Interface Engineered V-Zn Hybrids: Electrocatalytic and Photocatalytic CO(2) Reductions

V-Zn hybrids have widely been used as catalyst materials in the environment and as energy. Herein, V-Zn hybrid electrodes were prepared by the hydrothermal and sputter-deposition methods using a Zn foil support. Their electrocatalytic CO(2) reduction (EC CO(2) RR) performances were tested under various applied potentials, different electrolytes, and concentrations before and after thermal treatment of the demonstrated electrode. Gas and liquid products were confirmed by gas chromatography and nuclear magnetic resonance spectroscopy, respectively. For V-Zn electrode by hydrothermal method produced mainly syngas (CO and H(2)) with tunable ratio by varying applied potential. Minor products include CH(4), C(2)H(4), and C(2)H(6).
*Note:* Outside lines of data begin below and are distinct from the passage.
PR #378, opened 2016-10-07
Fix RealmGateway to avoid double-transforms on loopback.

kentonv:
Previously, in the presence of promise capabilities, a save() request could cross over the same gateway twice (or more!). Some gateways (e.g. Sandstorm's) implement one-way transformations, so this could cause the request to fail when it shouldn't.


kentonv:
Pretty confident in this due to the unit tests (yay!) so I'm going to merge for the Sandstorm release, but interested in your take when you get a chance.

PR #384, opened 2016-10-24
KJ Filesystem API

kentonv:
I've long wanted a filesystem API that:
- Is resistant to path injection bugs.
- Uses a representation of paths that is easy to manipulate (flat strings with `/` as separators are actually incredibly tedious!).
- Canonicalizes ".." logically (by removing the previous path component) rather than physically (by climbing the directory tree), especially when dealing with the current working directory.
- Is RAII.
- Does not assume a singleton filesystem (= implements abstract interfaces so that you can provide a different implementation when desired).
- Throws exceptions on error, but lets you opt-in to programatically handling the kinds of errors that one commonly wants to handle (namely, doesn't-exist and already-exists).
- Directly supports the write-to-temp-then-atomically-replace pattern.
- Directly supports the common operations "recursively delete directory" and "automatically create parent directories".
- Directly supports a copy operation, with smart semantics around sparse files.
- Makes mmap easy.
- Automatically opens all file descriptors close-on-exec.
- Utilizes Linux features like renameat2(), FICLONE (copy-on-write files), O_TMPFILE, etc. when available, but falls back to generic POSIX when not.
- Much more...

So this is my attempt.

### DIFF
--- a/c++/src/kj/filesystem-disk-generic-test.c++
+++ b/c++/src/kj/filesystem-disk-generic-test.c++
@@ -1,0 +1,57 @@
+// Copyright (c) 2016 Sandstorm Development Group, Inc. and contributors
+// Licensed under the MIT License:
+//
+// Permission is hereby granted, free of charge, to any person obtaining a copy
+// of this software and associated documentation files (the "Software"), to deal
+// in the Software without restriction, including without limitation the rights
+// to use, copy, modify, merge, publish, distribute, sublicense, and/or sell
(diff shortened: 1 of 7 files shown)


kentonv:
(I just merged everything except the filesystem API itself. Github seems very confused about this...)

kentonv:
Gonna merge this because I'm using it in a project, although currently only Ekam will build it. I guess we need a Win32 version before we can make it part of the main builds.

A liquid product of formate showed a Faradaic efficiency (FE) of 2%. EC CO(2) RR efficiency for CO, CH(4), and formate was best in 0.2 M KHCO(3) electrolyte condition. CO and formate were further increased by photoirradiation and Nafion-treated electrode. Formate and CH(4) productions were significantly increased by thermal treatment of the V-Zn electrode. CO production was diminished for the V-Zn electrode by sputter deposition but was recovered by thermal treatment. Photocatalytic CO(2) RR was tested to find that RR products include CH(3)OH, CO, CH(4), C(2)H(4), and C(2)H(6). Interestingly long-chain hydrocarbons (C(n)H(2n) and C(n)H(2n+2), where n = 3–6) were first observed under mild conditions. The long-chain formation was understood by Fisher-Tropsch (F-T) synthesis. Alkenes were observed to be more produced than alkanes unlike in the conventional F-T synthesis. The present new findings provide useful clues for the development of hybrid electro-and photo-catalysts tested under various experimental conditions in energy and environment.